PR #3211, opened 2019-07-12
Update to MP Metrics 2.0 and a compatible version of SmallRye Fault Tolerance

### LINKED ISSUE #3195: Update SmallRye Metrics to 2.0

====================

REQUIREMENT:
Copy every line of the data where "Metrics" is found.

ANSWER BOX:
Update to MP Metrics 2.0 and a compatible version of SmallRye Fault Tolerance
### LINKED ISSUE #3195: Update SmallRye Metrics to 2.0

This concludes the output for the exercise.